◆ Assignment
Go through the records below and copy out every line that contains the word "pipeline".

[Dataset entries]
===============
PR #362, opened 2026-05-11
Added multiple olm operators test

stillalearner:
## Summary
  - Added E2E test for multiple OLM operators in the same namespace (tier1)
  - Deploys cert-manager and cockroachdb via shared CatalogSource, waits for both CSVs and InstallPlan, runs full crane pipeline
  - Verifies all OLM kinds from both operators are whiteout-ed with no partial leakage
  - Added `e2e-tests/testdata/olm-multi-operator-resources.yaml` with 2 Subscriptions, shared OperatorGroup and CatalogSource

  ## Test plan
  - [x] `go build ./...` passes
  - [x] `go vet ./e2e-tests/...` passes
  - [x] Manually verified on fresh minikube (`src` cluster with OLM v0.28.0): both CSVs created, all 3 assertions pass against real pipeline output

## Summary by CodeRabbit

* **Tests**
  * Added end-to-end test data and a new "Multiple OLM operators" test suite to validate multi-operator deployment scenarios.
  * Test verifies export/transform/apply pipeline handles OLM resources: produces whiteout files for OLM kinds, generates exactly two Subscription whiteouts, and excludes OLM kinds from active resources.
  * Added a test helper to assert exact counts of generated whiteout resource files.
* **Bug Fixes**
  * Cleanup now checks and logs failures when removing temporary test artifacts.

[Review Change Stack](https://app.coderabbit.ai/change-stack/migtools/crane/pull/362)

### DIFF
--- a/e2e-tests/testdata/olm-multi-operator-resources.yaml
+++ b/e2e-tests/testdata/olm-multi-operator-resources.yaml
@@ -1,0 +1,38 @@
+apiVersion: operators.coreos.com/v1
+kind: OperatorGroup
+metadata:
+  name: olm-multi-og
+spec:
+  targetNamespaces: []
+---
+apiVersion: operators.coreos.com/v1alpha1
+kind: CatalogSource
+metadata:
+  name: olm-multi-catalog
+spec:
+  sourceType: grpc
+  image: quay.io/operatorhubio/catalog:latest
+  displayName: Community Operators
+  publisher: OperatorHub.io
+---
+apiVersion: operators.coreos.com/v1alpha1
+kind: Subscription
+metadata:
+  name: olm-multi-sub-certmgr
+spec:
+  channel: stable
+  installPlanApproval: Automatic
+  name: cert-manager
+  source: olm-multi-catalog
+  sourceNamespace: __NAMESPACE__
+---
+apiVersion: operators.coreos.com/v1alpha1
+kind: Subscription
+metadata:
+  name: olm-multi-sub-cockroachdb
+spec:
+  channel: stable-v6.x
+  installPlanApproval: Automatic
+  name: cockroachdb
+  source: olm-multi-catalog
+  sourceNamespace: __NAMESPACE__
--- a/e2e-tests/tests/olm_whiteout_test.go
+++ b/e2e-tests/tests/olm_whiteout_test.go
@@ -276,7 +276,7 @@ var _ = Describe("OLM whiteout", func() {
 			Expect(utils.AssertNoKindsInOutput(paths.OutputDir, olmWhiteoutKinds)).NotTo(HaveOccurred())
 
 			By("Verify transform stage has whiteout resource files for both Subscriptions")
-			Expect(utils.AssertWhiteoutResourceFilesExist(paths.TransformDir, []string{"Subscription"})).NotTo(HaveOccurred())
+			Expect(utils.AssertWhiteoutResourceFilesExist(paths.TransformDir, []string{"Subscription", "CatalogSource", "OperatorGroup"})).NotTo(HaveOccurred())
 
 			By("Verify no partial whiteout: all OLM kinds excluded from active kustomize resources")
===============
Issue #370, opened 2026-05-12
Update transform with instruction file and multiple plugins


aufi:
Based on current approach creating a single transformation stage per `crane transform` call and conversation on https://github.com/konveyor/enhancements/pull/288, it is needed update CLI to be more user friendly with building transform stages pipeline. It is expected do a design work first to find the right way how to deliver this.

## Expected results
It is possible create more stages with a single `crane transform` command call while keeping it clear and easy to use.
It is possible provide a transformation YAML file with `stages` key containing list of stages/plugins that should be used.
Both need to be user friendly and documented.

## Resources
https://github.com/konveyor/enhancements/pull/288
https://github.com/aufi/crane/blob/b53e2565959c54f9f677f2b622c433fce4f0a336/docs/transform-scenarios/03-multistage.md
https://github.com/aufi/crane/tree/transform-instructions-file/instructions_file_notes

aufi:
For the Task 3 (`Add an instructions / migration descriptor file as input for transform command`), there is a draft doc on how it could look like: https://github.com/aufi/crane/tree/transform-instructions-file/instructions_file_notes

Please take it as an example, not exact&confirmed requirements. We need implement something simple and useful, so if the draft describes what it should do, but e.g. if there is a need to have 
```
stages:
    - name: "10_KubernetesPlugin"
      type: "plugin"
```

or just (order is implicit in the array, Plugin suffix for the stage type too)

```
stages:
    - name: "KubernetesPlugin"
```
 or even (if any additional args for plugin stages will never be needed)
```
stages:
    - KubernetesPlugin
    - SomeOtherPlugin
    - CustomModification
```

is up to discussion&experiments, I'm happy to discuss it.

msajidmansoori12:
===============
◆ Output
  - Deploys cert-manager and cockroachdb via shared CatalogSource, waits for both CSVs and InstallPlan, runs full crane pipeline
  - [x] Manually verified on fresh minikube (`src` cluster with OLM v0.28.0): both CSVs created, all 3 assertions pass against real pipeline output
  * Test verifies export/transform/apply pipeline handles OLM resources: produces whiteout files for OLM kinds, generates exactly two Subscription whiteouts, and excludes OLM kinds from active resources.
Based on current approach creating a single transformation stage per `crane transform` call and conversation on https://github.com/konveyor/enhancements/pull/288, it is needed update CLI to be more user friendly with building transform stages pipeline. It is expected do a design work first to find the right way how to deliver this.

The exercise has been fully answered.